Fig. 7: Schema depicting MUC1-C involvement in activating STAT1 signaling and the type I and II IFN pathways in driving APOBEC3 and HERV expression.

Treatment of NSCLC EGFR-mutant cells with OSI is associated with induction of MUC1-C expression and OSI resistance [22]. MUC1-C functions as a common effector of the OSI-resistant phenotype linked to EMT, MET amplification and secondary EGFR mutations [22]. The present work extends those findings by demonstrating that MUC1-C drives STAT1 in the response of NSCLC cells to OSI treatment. MUC1-C/STAT1 complexes activate the MUC1 gene at a pELS region in an auto-inductive inflammatory pathway [23]. Here, we found that the MUC1 pELS-1 domain is regulated by U-ISGF3 complexes. Our results further demonstrate that the MUC1-C→U-ISGF3 pathway drives ISG A3A and A3G expression. Of significance in this regard, U-ISGF3 also activates ISGs that confer resistance to DNA damage and viruses [61]. Given that MUC1 and A3s co-evolved to protect against viruses, one notion was that MUC1-C→STAT1 signaling could link activation of A3s with induction of HERVs. Indeed, we found that MUC1-C induces HERV-K102/108 by activation of the IFN type II pathway and the formation of U-GAF complexes. These findings supported a model in which MUC1-C integrates induction of A3s and HERVs by a common STAT1-mediated mechanism.
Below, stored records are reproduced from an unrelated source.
PR #4471, opened 2021-02-22
notifications: fix negative unread count

liam-fitzgerald:
notifications: reduce group stats properly

hark-store: give stats facts for group notifications

Group notifications were being left out of the initial %unreads fact,
which was causing faulty calculation of notification counts  on the
frontend

Fixes urbit/landscape#276


matildepark:
Oh interesting. I didn’t have any group activity harks so makes sense I never saw it.

tacryt-socryp (approved):
Changes look sane. Is there any reason we're storing / processing these group-unreads with separate logic than the since-unreads? In other words: are these stats a separate type specific to groups?

PR #4473, opened 2021-02-22
RemoteContent: remove crossOrigin attribute if CORS unsupported

liam-fitzgerald:
Some filehosts do not support CORS requests from third party domains. This breaks image loading from these hosts on current release branch. Fixes this by falling back to not enabling CORS on these requests if we catch an error from the image element. 

cc: @tylershuster


tylershuster:
It works. Some flickering, but I think it's acceptable.

matildepark (approved):

PR #4474, opened 2021-02-22
zuse: time conversion fixes

mrdomino:
State before: in `chrono:userlib`, there were second-resolution
`@da`-to-unix and unix-to-`@da` functions. In `en`/`dejs:format`, there were
millisecond-resolution `@da`-to-unix and unix-to-`@da` functions. The
`@da`-to-unix path in `time:enjs` confusingly rounded to the nearest
millisecond, meaning millisecond *n* was a label for [*n*-0.5, *n*+0.5) rather
than [*n*, *n*+1).

This adds a millisecond-resolution `@da`-to-unix and unix-to-`@da` to
`chrono:userlib`, and a second-resolution conversion to `en`/`dejs:format`.
It makes use of the `chrono:userlib` functions in `en`/`dejs`, and doesn't do
any rounding.

Backwards-incompatible changes:

- made `unt:chrono:userlib` take `@da` rather than `@`.

### DIFF
--- a/pkg/arvo/sys/zuse.hoon
+++ b/pkg/arvo/sys/zuse.hoon
@@ -3368,16 +3368,10 @@
       (poq (wit jon))
     ::                                                  ::  ++di:dejs:format
     ++  di                                              ::  millisecond date
-      %+  cu
-        |=  a=@u  ^-  @da
-        (from-unix-ms:chrono:userlib a)
-      ni
+      (cu from-unix-ms:chrono:userlib ni)
     ::                                                  ::  ++du:dejs:format
     ++  du                                              ::  second date
-      %+  cu
-        |=  a=@u  ^-  @da
-        (from-unix:chrono:userlib a)
-      ni
+      (cu from-unix:chrono:userlib ni)
     ::                                                  ::  ++mu:dejs:format
     ++  mu                                              ::  true unit
       |*  wit=fist
@@ -3587,10 +3581,7 @@
       (bind (stud:chrono:userlib p.jon) |=(a=date (year a)))
     ::
     ++  di                                              ::  millisecond date
-      %+  cu
-        |=  a=@u  ^-  @da
-        (from-unix-ms:chrono:userlib a)
-      ni
+      (cu from-unix-ms:chrono:userlib ni)
     ::
     ++  mu                                              ::  true unit
       |*  wit=fist
--- a/pkg/arvo/sys/zuse.hoon
+++ b/pkg/arvo/sys/zuse.hoon
@@ -3297,11 +3297,14 @@
       %-  flop
       |-  ^-  ^tape
       ?:(=(0 a) ~ [(add '0' (mod a 10)) $(a (div a 10))])
+    ::                                                  ::  ++sect:enjs:format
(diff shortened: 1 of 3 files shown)


pkg/arvo/sys/zuse.hoon
```diff
@@ -5408,13 +5417,20 @@
     ::                                                  ::::
   ++  chrono  ^?
     |%
-    ::  +from-unix: unix timestamp to @da
+    ::  +from-unix-s: unix seconds to @da
     ::
-    ++  from-unix
+    ++  from-unix-s
```
Fang-, line 5422: idk if this renaming is worth it, or even necessary. "unix timestamp" generally means second resolution. At the very least, consider adding `++  from-unix  from-unix-s` to preserve backwards compatibility.

tacryt-socryp: I like the addition of a distinction between `+from-unix` and `+from-unix-ms`. I don't see a need for `+from-unix-s`, though.

mrdomino: Yeah, I wondered about that. I'll fix it.

mrdomino:
Looking into the test failure, hopefully it's a simple fix and I don't have to add half a millisecond to every timestamp…

mrdomino:
Okay, learned my lesson. Always multiply before divide.

Should work now.

pkg/arvo/sys/zuse.hoon
```diff
@@ -3367,7 +3370,13 @@
...
         |=  a=@u  ^-  @da
-        (add ~1970.1.1 (div (mul ~s1 a) 1.000))
+        (from-unix-ms:chrono:userlib a)
+      ni
+    ::                                                  ::  ++du:dejs:format
+    ++  du                                              ::  second date
+      %+  cu
+        |=  a=@u  ^-  @da
+        (from-unix:chrono:userlib a)
       ni
```
Fang-, line 3380:
```suggestion
      (cu from-unix:chrono:userlib ni)
```

Fang-: Same change for `+di` I guess.

Fang- (commented):
As discussed out of band, "I like your new implementation better even if just because it's more obvious about what it does".

While not strictly necessary, this seems like a fine QoL change.

pkg/arvo/sys/zuse.hoon
mrdomino: Done, thanks.

mrdomino:
As discussed out of band, I fell down this rabbit hole after I stared at the old version too long, thought "that looks funny" eventually decided "it doesn't seem like it needs to do it that way", and then tried to make the world a better place.

There's now a man in a top hat trying to serve me some kind of liquid beverage that he claims is "tea", but I think I'm almost through.

Fang- (approved):
Alright, changes here seem fine. I can't imagine anything depending on the millisecond rounding behavior.

You'll want to phrase the pill commit as `pill: solid` or similar, to match the commit format, and target this against `release/next-sys` instead of master.

PR #4475, opened 2021-02-22
settings: move onto settings store

liam-fitzgerald:
Done:
- Updates the design of the settings page to (mostly) match spec.
- Display and CalmEngine now use settings-store
- Settings state is now managed with zustand

Spec mismatch:
- Stubbed routes for Keyboard, Hosting and Leap as those haven't been implemented yet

Dysregulation of A3 and HERV-K expression has been linked to genomic instability. Along these lines, our results demonstrate that MUC1-C integrates activation of A3 and HERV-K by a shared STING/STAT1-dependent auto-inductive pathway that has the potential for driving A3-induced mutagenesis and treatment resistance. A common denominator among these highly interrelated pathways is that MUC1-C/U-ISGF3 IFN type I complexes integrate activation of the MUC1 pELS-1 inflammatory domain and A3 expression, which could conceivably be in response to MUC1-C/STAT1 IFN type II-mediated induction of HERV-Ks.